O amor próprio (o “eu” em primeiro lugar) assume como verdade que eu tenho um valor diferente dos outros, que eu mereço mais do que os outros. Não adiante usar o versículo de Mateus 10.31 que diz “vocês valem mais do que muitos pardais”, porque esse verso está dentro de um contexto maior, em que Jesus encoraja seus seguidores a não terem medo de o seguirem publicamente, porque se Deus cuida até dos pássaros como não cuidaria dos seres humanos criados a imagem e semelhança do próprio Deus?! Ainda dentro do tópico “meu valor” é importante ressaltar que não temos valor algum que não seja a cruz. É apenas no sacrifício de Cristo que o nosso valor é achado, não em algo que nós fazemos porque somos bons, mas em algo que Deus fez porque Ele é santo, justo e bom.
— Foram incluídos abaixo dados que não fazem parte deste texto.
PR #1109, opened 2024-07-29
Allow to_gcs_csv function to accept a gcs instance instead of creating one

KasiaHinkson:
At TMC, we instantiate BigQuery and GCS outside of main, for dependency injection, but this function always creates a new GCS instance inside of it. This is breaking some of our code. This PR allows the user to send in a GCS instance, but should be backwards compatible and not breaking anyone else's code.

### DIFF
--- a/parsons/etl/tofrom.py
+++ b/parsons/etl/tofrom.py
@@ -464,6 +464,7 @@ class ToFrom(object):
         self,
         bucket_name,
         blob_name,
+        gcs=None,
         app_creds=None,
         project=None,
         compression=None,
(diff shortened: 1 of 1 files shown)


austinweisgrau (changes requested):
Appreciate this change! This is good.

Can you make this argument named `gcs_client` for more clarity and to match other methods that allow this argument? e.g. [this line](https://github.com/move-coop/parsons/blob/c7ac48e3bf2b568376ac3b178bb53e5e993d1426/parsons/google/google_bigquery.py#L739)

KasiaHinkson:
Absolutely, I was following TMC naming conventions, definitely want to use Parsons conventions here. Thanks for catching that!

austinweisgrau (approved):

Como está escrito: “Não há nenhum justo, nem um sequer; não há ninguém que entenda, ninguém que busque a Deus. Todos se desviaram, tornaram-se juntamente inúteis; não há ninguém que faça o bem, não há nem um sequer […], Mas agora se manifestou uma justiça que provém de Deus, independente da lei, da qual testemunham a Lei e os Profetas, justiça de Deus mediante a fé em Jesus Cristo para todos os que creem. Não há distinção, pois todos pecaram e estão destituídos da glória de Deus, sendo justificados gratuitamente por sua graça, por meio da redenção que há em Cristo Jesus. Deus o ofereceu como sacrifício para propiciação mediante a fé, pelo seu sangue, demonstrando a sua justiça” (Romanos 3.10-12 e 21-25a)

Um perito na lei certa vez, na tentativa frustrada de armar contra Jesus, o perguntou: “Mestre, qual é o maior mandamento da Lei? ” – Ao qual Jesus respondeu – “Ame o Senhor, o seu Deus de todo o seu coração, de toda a sua alma e de todo o seu entendimento” (Mateus 22.36-37).  Me colocar em primeiro lugar é injusto, fere a essência do maior mandamento. Deus é o único que deve ser colocado em primeiro lugar no meu coração e na minha vida. Nada do que eu faça se compara ao que Deus fez e a quem Deus é. A Bíblia ainda me assegura que é impossível que eu sirva a dois senhores ao mesmo tempo, porque eu amarei a um e odiarei a outro (Mateus 6.24), Deus é o único que pode ser o Senhor do meu ser.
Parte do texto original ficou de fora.